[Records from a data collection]

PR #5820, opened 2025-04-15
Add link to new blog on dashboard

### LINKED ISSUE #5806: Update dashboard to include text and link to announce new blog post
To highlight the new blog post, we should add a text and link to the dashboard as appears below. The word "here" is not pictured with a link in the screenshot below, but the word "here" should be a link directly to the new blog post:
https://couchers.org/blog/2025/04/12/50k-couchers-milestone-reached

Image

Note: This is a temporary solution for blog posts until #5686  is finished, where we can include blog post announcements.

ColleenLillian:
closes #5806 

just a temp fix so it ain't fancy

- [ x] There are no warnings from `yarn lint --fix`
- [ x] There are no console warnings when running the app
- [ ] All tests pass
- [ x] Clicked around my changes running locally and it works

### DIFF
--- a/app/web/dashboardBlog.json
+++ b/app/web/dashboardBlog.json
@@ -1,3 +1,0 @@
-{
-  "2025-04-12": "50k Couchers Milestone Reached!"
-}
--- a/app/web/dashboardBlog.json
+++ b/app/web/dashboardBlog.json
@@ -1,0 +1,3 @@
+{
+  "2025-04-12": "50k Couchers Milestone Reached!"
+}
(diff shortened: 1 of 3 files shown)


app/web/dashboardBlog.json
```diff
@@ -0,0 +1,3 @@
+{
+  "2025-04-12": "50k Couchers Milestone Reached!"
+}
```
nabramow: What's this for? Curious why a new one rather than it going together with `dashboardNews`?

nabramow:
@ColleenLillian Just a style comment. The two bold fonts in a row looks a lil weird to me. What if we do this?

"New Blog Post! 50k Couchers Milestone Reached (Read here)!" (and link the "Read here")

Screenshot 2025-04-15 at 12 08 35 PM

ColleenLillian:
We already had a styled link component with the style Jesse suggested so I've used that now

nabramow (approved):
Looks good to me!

==

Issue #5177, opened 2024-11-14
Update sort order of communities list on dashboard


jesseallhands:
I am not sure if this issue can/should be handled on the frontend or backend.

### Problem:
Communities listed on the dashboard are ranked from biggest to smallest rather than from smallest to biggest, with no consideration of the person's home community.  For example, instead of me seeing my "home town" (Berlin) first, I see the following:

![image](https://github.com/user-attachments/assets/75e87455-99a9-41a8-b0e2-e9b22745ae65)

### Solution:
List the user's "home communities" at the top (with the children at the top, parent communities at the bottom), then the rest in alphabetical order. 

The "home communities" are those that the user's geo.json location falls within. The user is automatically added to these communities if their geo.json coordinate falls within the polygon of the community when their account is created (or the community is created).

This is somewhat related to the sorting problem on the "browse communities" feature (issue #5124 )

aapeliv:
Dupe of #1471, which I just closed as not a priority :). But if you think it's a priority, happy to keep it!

* * *

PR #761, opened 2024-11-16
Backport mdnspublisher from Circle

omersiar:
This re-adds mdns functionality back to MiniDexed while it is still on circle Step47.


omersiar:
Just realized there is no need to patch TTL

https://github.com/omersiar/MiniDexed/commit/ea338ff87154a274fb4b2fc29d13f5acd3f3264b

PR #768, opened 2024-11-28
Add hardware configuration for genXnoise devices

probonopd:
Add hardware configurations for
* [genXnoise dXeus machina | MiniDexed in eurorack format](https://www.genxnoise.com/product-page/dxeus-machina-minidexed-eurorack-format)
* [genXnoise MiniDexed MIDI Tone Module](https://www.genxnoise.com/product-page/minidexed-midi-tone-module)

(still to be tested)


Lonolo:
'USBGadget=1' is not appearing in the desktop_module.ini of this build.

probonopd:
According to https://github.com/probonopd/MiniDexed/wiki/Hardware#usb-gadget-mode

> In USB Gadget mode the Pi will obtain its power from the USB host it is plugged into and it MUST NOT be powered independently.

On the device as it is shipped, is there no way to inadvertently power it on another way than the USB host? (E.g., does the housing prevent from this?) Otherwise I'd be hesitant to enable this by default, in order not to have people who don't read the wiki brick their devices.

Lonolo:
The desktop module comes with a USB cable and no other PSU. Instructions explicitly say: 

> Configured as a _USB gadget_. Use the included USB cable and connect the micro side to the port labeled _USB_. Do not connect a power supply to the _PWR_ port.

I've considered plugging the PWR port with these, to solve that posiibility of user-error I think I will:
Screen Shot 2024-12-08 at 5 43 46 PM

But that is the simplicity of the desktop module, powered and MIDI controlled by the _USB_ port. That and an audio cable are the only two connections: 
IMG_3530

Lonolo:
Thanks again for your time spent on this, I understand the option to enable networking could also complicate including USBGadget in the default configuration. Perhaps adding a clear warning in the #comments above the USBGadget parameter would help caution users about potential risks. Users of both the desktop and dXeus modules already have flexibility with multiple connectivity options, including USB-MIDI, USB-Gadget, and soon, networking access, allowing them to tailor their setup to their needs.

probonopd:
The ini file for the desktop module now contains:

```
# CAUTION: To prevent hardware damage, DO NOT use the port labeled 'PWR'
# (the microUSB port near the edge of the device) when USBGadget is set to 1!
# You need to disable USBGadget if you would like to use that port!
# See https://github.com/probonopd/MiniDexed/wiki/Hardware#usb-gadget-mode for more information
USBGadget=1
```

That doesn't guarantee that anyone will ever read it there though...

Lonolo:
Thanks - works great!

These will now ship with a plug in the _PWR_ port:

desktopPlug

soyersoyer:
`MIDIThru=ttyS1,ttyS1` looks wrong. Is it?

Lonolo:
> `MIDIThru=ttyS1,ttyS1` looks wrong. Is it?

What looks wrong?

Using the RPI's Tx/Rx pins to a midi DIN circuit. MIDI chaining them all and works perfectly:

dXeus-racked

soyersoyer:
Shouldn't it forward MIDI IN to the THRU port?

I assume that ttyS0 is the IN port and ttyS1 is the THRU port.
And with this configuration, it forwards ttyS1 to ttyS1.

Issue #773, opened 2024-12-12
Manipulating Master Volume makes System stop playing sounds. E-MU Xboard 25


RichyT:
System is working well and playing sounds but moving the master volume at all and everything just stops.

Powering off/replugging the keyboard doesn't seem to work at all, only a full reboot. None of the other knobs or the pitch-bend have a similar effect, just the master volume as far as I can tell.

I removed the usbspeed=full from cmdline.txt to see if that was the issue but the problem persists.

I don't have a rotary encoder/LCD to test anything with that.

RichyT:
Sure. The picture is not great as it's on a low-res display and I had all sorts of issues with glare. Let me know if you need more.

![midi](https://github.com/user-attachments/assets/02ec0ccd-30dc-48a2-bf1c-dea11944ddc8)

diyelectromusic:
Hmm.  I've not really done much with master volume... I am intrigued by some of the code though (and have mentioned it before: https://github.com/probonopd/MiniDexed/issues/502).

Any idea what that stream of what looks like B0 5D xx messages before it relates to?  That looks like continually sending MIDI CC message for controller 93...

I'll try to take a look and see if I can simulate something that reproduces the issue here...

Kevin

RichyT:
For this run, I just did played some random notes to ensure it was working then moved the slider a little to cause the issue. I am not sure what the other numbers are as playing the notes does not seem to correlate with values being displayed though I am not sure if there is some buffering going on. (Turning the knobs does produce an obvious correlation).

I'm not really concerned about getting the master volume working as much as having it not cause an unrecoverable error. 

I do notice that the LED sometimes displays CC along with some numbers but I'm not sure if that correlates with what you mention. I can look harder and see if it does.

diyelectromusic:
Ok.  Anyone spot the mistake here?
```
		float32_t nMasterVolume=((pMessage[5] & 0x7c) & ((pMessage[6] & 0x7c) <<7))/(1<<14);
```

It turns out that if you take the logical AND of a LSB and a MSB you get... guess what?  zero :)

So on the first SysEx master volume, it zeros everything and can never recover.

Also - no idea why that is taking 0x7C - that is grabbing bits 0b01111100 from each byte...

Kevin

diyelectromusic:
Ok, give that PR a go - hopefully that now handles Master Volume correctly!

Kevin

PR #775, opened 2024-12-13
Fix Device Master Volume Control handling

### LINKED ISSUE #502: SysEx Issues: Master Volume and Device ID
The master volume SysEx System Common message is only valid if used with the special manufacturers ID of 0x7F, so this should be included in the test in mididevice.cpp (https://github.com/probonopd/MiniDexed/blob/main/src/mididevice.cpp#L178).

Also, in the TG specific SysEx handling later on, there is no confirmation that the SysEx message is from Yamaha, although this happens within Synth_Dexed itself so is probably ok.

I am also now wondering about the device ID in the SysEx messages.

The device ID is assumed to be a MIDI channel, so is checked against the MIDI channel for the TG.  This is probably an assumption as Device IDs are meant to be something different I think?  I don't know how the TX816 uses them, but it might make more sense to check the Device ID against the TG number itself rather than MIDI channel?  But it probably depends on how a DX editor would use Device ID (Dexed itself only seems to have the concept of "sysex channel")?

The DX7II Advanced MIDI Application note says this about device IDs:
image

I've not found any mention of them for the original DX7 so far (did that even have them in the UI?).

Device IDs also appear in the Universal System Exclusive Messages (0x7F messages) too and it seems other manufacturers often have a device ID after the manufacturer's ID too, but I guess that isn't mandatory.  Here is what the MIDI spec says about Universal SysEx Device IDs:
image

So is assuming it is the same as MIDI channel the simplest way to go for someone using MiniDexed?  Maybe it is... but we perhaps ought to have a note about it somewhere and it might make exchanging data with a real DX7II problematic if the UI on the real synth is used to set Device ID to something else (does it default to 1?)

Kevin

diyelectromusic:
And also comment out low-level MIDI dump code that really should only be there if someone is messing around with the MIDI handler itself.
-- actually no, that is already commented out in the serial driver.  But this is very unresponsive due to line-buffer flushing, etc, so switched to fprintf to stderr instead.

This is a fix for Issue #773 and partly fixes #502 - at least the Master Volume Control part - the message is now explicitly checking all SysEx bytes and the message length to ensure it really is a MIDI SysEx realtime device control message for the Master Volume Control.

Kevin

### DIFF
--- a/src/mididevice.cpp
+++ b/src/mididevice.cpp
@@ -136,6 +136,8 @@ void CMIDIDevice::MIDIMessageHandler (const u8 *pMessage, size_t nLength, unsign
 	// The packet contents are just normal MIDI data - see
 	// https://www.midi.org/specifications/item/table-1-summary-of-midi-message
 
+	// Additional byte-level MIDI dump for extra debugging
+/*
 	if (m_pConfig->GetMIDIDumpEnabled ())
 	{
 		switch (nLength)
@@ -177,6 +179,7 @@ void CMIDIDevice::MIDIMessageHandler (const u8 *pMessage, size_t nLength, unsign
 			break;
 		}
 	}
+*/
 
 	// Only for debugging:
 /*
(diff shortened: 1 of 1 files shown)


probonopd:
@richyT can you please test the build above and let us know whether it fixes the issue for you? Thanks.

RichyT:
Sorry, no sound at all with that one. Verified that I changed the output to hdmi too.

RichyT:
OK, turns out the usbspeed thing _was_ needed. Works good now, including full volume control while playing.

**What this task involves**
Using the entries above, give again exactly the lines from the line holding "So on the first" through the line holding "PR #775, opened 2024-12-13". Include both end lines and nothing else.

**Written answer**
So on the first SysEx master volume, it zeros everything and can never recover.

Also - no idea why that is taking 0x7C - that is grabbing bits 0b01111100 from each byte...

Kevin

diyelectromusic:
Ok, give that PR a go - hopefully that now handles Master Volume correctly!

Kevin

PR #775, opened 2024-12-13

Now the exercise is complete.